BSNYC Friday Fun! (Quiz Not Included)

There's nothing like a snowstorm to bring out the best in humanity.  "Once more unto the breach!," cry the motorists as they place unwavering faith in their stupid cars and drive heedlessly towards disaster.  Inevitably the wind up stuck on the highway, crying "Why hast thous forsaken me?" into the dashboards of their Freedom Machines.  But it all works out fine, because here comes Governor Cuomo to the rescue:


Cuomo, in pictures his office posted on Twitter, is seen helping to hook up a tow cable to a Chevrolet Malibu that was stuck in the snow.

The governor came across the stuck vehicle at around 3 p.m. on the northbound Sprain Brook Parkway near the Hawthorne exit as he was surveying road conditions, Cuomo spokesman Richard Azzopardi said.

So why not escort an elderly person down some slippery subway stairs or across a slush-covered intersection?  Simple: that kind of photo-op doesn't occur to politicians who travel everywhere via chauffeur-driven SUV.  But you can be sure that when they come across some schmuck in a Malibu who ignored every warning for the past 24 hours and made the stupid decision to drive in a snowstorm they'll fall all over themselves extricate said driver from his or her self-dug hole.

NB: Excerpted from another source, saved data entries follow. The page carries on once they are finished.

PR #2839, opened 2026-08-31
[multi-lora v2 0/7] Remove the multi-LoRA v1 implementation

yueming-yuan:
Co-authored with @yushengsu-thu.

Remove the dataset-driven multi-LoRA v1 driver, per-adapter data sources and scheduling, adapter controller, and legacy checkpoint flow.

Retain the slot primitives under `miles/backends/megatron_utils/lora/`: model instrumentation, shard addressing, per-slot optimizer state and gradient retention, slot-aware batch packing, and adapter transport. The Tinker command executor builds on these primitives in #2840.

The removal preserves the prefill batching assertions and updates the multi-LoRA documentation.

Merge current main while preserving the rollout session-metrics import and removing the retired AdapterRef import.

Validation: `pre-commit run --all-files` and the complete component `git diff --check` passed on this head. This update adds no test cases. Current validation and limitations are recorded on #2846.

PR #2840, opened 2026-08-31
[multi-lora v2 1/7] LoRA model extension and slot actor

yueming-yuan:

Expose command-level training on `MultiLoRATrainRayActor` in `megatron_utils/lora/actor.py`: `forward_backward` accumulates gradients across calls; `optim_step(adam_params_by_slot)` steps only the requested slots; `forward_only_logprobs` scores tokens; and `load_slot` / `unload_slot` manage slot weights, gradients, and optimizer state.

`lora/model.py` extends the shared model execution through `run_forward_backward`, which shares `run_forward_backward_pass` and `setup_train_iteration_config` with the existing training path. Adam parameters are applied per request. Successful steps and nonfinite-gradient skips return per-slot outcomes; unknown preparation, optimizer, and collective failures propagate to the existing TrainerCell failure boundary. Slot optimizer construction isolates the base optimizer factory while preserving LayerWise wrapping and FP32 state. The command dispatcher requires one live trainer cell. Existing optimizer tests cover nonfinite skips and propagation of unknown execution failures.

Slot optimizer construction passes the model chunks to LayerWiseDistributedOptimizer so equal-size adapter parameters use Megatron's rank-independent ownership tie-breaker.

Multi-LoRA pool initialization returns the model with no pool optimizer or scheduler. Only per-slot optimizers own training state; scheduler construction is skipped at this layer.

Stacked on #2839.

The multi-LoRA actor inherits the common initialization lifecycle and owns the slot optimizer registry. `MegatronTrainRayActor._init_training_state()` initializes the ordinary weight updater; the multi-LoRA override initializes slot state. The worker spec selects the subclass only for Megatron multi-LoRA actor workers. Full-model, single-LoRA, FSDP, and critic selection remain unchanged.

Validation:
- `pre-commit run --all-files` and the incremental `git diff --check` passed on this component head.
- Cascade verification checks that moved methods retain their behavior and that the final trees match the reviewed code. Formatting is committed separately.
- No new test files were added. The existing worker-class selection test now covers the multi-LoRA actor and preserves the critic's backend selection.
- Fresh CPU/GPU CI is pending. Combined validation and limitations are recorded on #2846 and #3198.


yushengsu-thu (approved):
checked

miles/backends/megatron_utils/lora/executor.py
```diff
@@ -0,0 +1,96 @@
...
+            group["weight_decay"] = adam_params["weight_decay"]
+
+
+def load_slot(model: Sequence[DDP], optimizer: MegatronOptimizer, slot: int, rank: int, alpha: float) -> None:
+    from megatron.bridge.peft.multi_lora_layers import init_adapter_slot
+
+    init_adapter_slot(model, slot, rank=rank, alpha=alpha)
+    zero_adapter_slot_grads(model, slot)
+    zero_optimizer_state_for_adapter(optimizer, model, slot)
+    optimizer.reload_model_params()
```
nanjiangwill: `optimizer` is the outer `LayerWiseDistributedOptimizer`, so `reload_model_params()` walks every child optimizer. Each BF16 child copies its model parameter back into its FP32 master. Loading or unloading slot A therefore rounds the FP32 masters for every live slot, changing their later Adam updates. Reload only `for child in _slot_children(optimizer, slot)` here and in `unload_slot`, and add a two-slot regression test where slot B’s FP32 master differs from its BF16 model value.

miles/backends/megatron_utils/lora/optimizer.py
```diff
@@ -160,37 +164,63 @@ def step_adapter_slots(
...
-        slot_norm = get_grad_norm_fp32(grads_for_norm, grad_stats_parallel_group=None)
-        if clip_grad > 0.0 and slot_params:
-            clip_grad_by_total_norm_fp32(slot_params, clip_grad, slot_norm, False)
-        grad_norms[slot] = float(slot_norm)
-
-        for child in children:
-            child.step_with_ready_grads()
-
+        try:
+            outcomes[slot] = _step_one_slot(optimizer, slot, batch_size, clip_grad)
```
nanjiangwill: `_step_one_slot()` can fail on one rank during `prepare_grads()` or batch-size scaling before `get_grad_norm_fp32()` enters the world all-reduce. That rank catches the exception here and moves to the Gloo outcome gather while healthy ranks block in the norm all-reduce, turning per-slot recovery into a collective timeout. Add rank consensus after local preparation and before the norm collective, or treat any pre-collective failure as cell-fatal. Cover this with a two-rank test that fails before `get_grad_norm_fp32()`.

Speaking of asking for it, as I mentioned yesterday, I got some new tires for my portly bike:


Which I plan to use all year round even though they're only rated for "Summer Fatbiking:"


I mean sure, I guess I can also use them for "bikepacking," "cross country," "trail," and "enduro"--though it doesn't specify what season, plus apart from "cross country" I don't really know what any of those other things are, so now I'm totally confused.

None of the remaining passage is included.